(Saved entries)
----
PR #725, opened 2021-11-23
Include generated version notes in API reference pages

### LINKED ISSUE #724: API entry point reference pages do not have first "missing before" style notes
The reference pages for API entry points do not having "missing before" or "deprecated by" version notes for the API entry points themselves.  Parameters or error codes within a reference page do have these notes.

E.g. the page for [clGetKernelSubGroupInfo](https://www.khronos.org/registry/OpenCL/sdk/3.0/docs/man/html/clGetKernelSubGroupInfo.html), at the time of writing, has notes about "missing before" within the parameter descriptions but nothing on the page says the entry point itself is missing before version 2.1.

This is because `genRef.py` and `reflib.py` are looking for specific patterns and copy ranges of the specification into the reference pages.  The version notes fall outside of these ranges.

alycm:
Change the range of text copied into the API entry point reference pages so as
to include the generated version notes.

Before: 
image

After:
image

Closes #724

### DIFF
--- a/scripts/genRef.py
+++ b/scripts/genRef.py
@@ -393,8 +393,10 @@ def emitPage(baseDir, specDir, pi, file):
             logWarn('emitPage:', pageName, 'INCLUDE is None, no page generated')
             return
 
-        # Specification text
-        lines = remapIncludes(file[pi.begin:pi.include + 1], baseDir, specDir)
+        # Specification text from beginning to just before the parameter
+        # section. This covers the description, the prototype, the version
+        # note, and any additional version note text.
+        lines = remapIncludes(file[pi.begin:pi.param], baseDir, specDir)
         specText = ''.join(lines)
 
         if pi.param is not None:
--- a/scripts/genRef.py
+++ b/scripts/genRef.py
@@ -395,8 +395,10 @@ def emitPage(baseDir, specDir, pi, file):
 
         # Specification text from beginning to just before the parameter
         # section. This covers the description, the prototype, the version
-        # note, and any additional version note text.
-        lines = remapIncludes(file[pi.begin:pi.param], baseDir, specDir)
+        # note, and any additional version note text. If a parameter section
+        # is absent then go a line beyond the include.
+        remap_end = pi.include + 1 if pi.param is None else pi.param
+        lines = remapIncludes(file[pi.begin:remap_end], baseDir, specDir)
         specText = ''.join(lines)
 
         if pi.param is not None:


alycm:
One downside of this is notices such as:

> clCreateCommandQueue is deprecated by version 2.0.

without any hints of what to use instead.  In the specification text this isn't much of a problem because this deprecated entry point is immediately after it's replacement.  That doesn't apply to the independent reference pages.

bashbaug (approved):
LGTM.  I diff'd the generated reference pages after this change and didn't observe anything unexpected.

scripts/genRef.py
```diff
@@ -393,8 +393,10 @@ def emitPage(baseDir, specDir, pi, file):
             logWarn('emitPage:', pageName, 'INCLUDE is None, no page generated')
             return
 
-        # Specification text
-        lines = remapIncludes(file[pi.begin:pi.include + 1], baseDir, specDir)
+        # Specification text from beginning to just before the parameter
+        # section. This covers the description, the prototype, the version
+        # note, and any additional version note text.
+        lines = remapIncludes(file[pi.begin:pi.param], baseDir, specDir)
```
oddhack, line 399: Under some conditions, pi.param can be None (thus the following logic). The reflib.py logic tries to find the 'parameter section' (which is really the member / parameter / enum description / etc. section following the include), but there may not be one - though there should be. So while this may work with the current spec text, and its failure may be a good signal that something needs to be changed, I wouldn't recommend this change just as it stands. Playing with this in the Vulkan spec repo and constructing various problematic test cases to try things out with.

bashbaug: This has been open a while and I'd like to merge it - as observed above it seems to work fine with the current spec text.

@oddhack, were you able to find any problematic test cases?

bashbaug:
This has been open for a while now.  What do we want to do with it?

At least for the OpenCL spec it seems like a nice upgrade so I'd like to merge it (or something like it).

scripts/genRef.py
alycm: I suppose the main argument against this change is that divergence in these scripts between specifications isn't great, and this may not work elsewhere.

```suggestion
        remap_end = pi.include + 1 if pi.param is None else pi.param
        lines = remapIncludes(file[pi.begin:remap_end], baseDir, specDir)
```

The above would fall back to the existing search range if `pi.param` is `None`.  Perhaps that's a pragmatic middle ground?  Though for the OpenCL specification I think having the generation scripts crash on a missing section would be an acceptable outcome.  I haven't actually tested the above change, but for OpenCL it should always take the `else` path.

oddhack: Sorry, missed responding earlier. With @alycm's change this is a no-op on the Vulkan spec repository. If you are happy with it for the OpenCL refpages, please proceed.

oddhack (changes requested):
Would not want this without @alycm's change, but with it, LGTM.

scripts/genRef.py
alycm: I've made this change, updated the comment, and checked that the output is unchanged for the OpenCL reference pages.

bashbaug:
@oddhack can you please approve this PR if your requested changes have been made (I think they have)?  Thanks!

oddhack (approved):

SunSerega:
[The page linked in the related issue](https://registry.khronos.org/OpenCL/sdk/3.0/docs/man/html/clGetKernelSubGroupInfo.html) still doesn't have a "Missing before" section for the function. Is that supposed to be so?

bashbaug:
Yes, this is expected, for now.  Building and publishing the reference pages is still a manual process, and we haven't published updated reference pages - yet.  Should be soon, stay tuned.  Good observation, thanks for checking!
----
_Task_
Your task is to reproduce each entry exactly.

_Response area_
PR #725, opened 2021-11-23
Include generated version notes in API reference pages

### LINKED ISSUE #724: API entry point reference pages do not have first "missing before" style notes
The reference pages for API entry points do not having "missing before" or "deprecated by" version notes for the API entry points themselves.  Parameters or error codes within a reference page do have these notes.

E.g. the page for [clGetKernelSubGroupInfo](https://www.khronos.org/registry/OpenCL/sdk/3.0/docs/man/html/clGetKernelSubGroupInfo.html), at the time of writing, has notes about "missing before" within the parameter descriptions but nothing on the page says the entry point itself is missing before version 2.1.

This is because `genRef.py` and `reflib.py` are looking for specific patterns and copy ranges of the specification into the reference pages.  The version notes fall outside of these ranges.

alycm:
Change the range of text copied into the API entry point reference pages so as
to include the generated version notes.

Before: 
image

After:
image

Closes #724

### DIFF
--- a/scripts/genRef.py
+++ b/scripts/genRef.py
@@ -393,8 +393,10 @@ def emitPage(baseDir, specDir, pi, file):
             logWarn('emitPage:', pageName, 'INCLUDE is None, no page generated')
             return
 
-        # Specification text
-        lines = remapIncludes(file[pi.begin:pi.include + 1], baseDir, specDir)
+        # Specification text from beginning to just before the parameter
+        # section. This covers the description, the prototype, the version
+        # note, and any additional version note text.
+        lines = remapIncludes(file[pi.begin:pi.param], baseDir, specDir)
         specText = ''.join(lines)
 
         if pi.param is not None:
--- a/scripts/genRef.py
+++ b/scripts/genRef.py
@@ -395,8 +395,10 @@ def emitPage(baseDir, specDir, pi, file):
 
         # Specification text from beginning to just before the parameter
         # section. This covers the description, the prototype, the version
-        # note, and any additional version note text.
-        lines = remapIncludes(file[pi.begin:pi.param], baseDir, specDir)
+        # note, and any additional version note text. If a parameter section
+        # is absent then go a line beyond the include.
+        remap_end = pi.include + 1 if pi.param is None else pi.param
+        lines = remapIncludes(file[pi.begin:remap_end], baseDir, specDir)
         specText = ''.join(lines)
 
         if pi.param is not None:


alycm:
One downside of this is notices such as:

> clCreateCommandQueue is deprecated by version 2.0.

without any hints of what to use instead.  In the specification text this isn't much of a problem because this deprecated entry point is immediately after it's replacement.  That doesn't apply to the independent reference pages.

bashbaug (approved):
LGTM.  I diff'd the generated reference pages after this change and didn't observe anything unexpected.

scripts/genRef.py
```diff
@@ -393,8 +393,10 @@ def emitPage(baseDir, specDir, pi, file):
             logWarn('emitPage:', pageName, 'INCLUDE is None, no page generated')
             return
 
-        # Specification text
-        lines = remapIncludes(file[pi.begin:pi.include + 1], baseDir, specDir)
+        # Specification text from beginning to just before the parameter
+        # section. This covers the description, the prototype, the version
+        # note, and any additional version note text.
+        lines = remapIncludes(file[pi.begin:pi.param], baseDir, specDir)
```
oddhack, line 399: Under some conditions, pi.param can be None (thus the following logic). The reflib.py logic tries to find the 'parameter section' (which is really the member / parameter / enum description / etc. section following the include), but there may not be one - though there should be. So while this may work with the current spec text, and its failure may be a good signal that something needs to be changed, I wouldn't recommend this change just as it stands. Playing with this in the Vulkan spec repo and constructing various problematic test cases to try things out with.

bashbaug: This has been open a while and I'd like to merge it - as observed above it seems to work fine with the current spec text.

@oddhack, were you able to find any problematic test cases?

bashbaug:
This has been open for a while now.  What do we want to do with it?

At least for the OpenCL spec it seems like a nice upgrade so I'd like to merge it (or something like it).

scripts/genRef.py
alycm: I suppose the main argument against this change is that divergence in these scripts between specifications isn't great, and this may not work elsewhere.

```suggestion
        remap_end = pi.include + 1 if pi.param is None else pi.param
        lines = remapIncludes(file[pi.begin:remap_end], baseDir, specDir)
```

The above would fall back to the existing search range if `pi.param` is `None`.  Perhaps that's a pragmatic middle ground?  Though for the OpenCL specification I think having the generation scripts crash on a missing section would be an acceptable outcome.  I haven't actually tested the above change, but for OpenCL it should always take the `else` path.

oddhack: Sorry, missed responding earlier. With @alycm's change this is a no-op on the Vulkan spec repository. If you are happy with it for the OpenCL refpages, please proceed.

oddhack (changes requested):
Would not want this without @alycm's change, but with it, LGTM.

scripts/genRef.py
alycm: I've made this change, updated the comment, and checked that the output is unchanged for the OpenCL reference pages.

bashbaug:
@oddhack can you please approve this PR if your requested changes have been made (I think they have)?  Thanks!

oddhack (approved):

SunSerega:
[The page linked in the related issue](https://registry.khronos.org/OpenCL/sdk/3.0/docs/man/html/clGetKernelSubGroupInfo.html) still doesn't have a "Missing before" section for the function. Is that supposed to be so?

bashbaug:
Yes, this is expected, for now.  Building and publishing the reference pages is still a manual process, and we haven't published updated reference pages - yet.  Should be soon, stay tuned.  Good observation, thanks for checking!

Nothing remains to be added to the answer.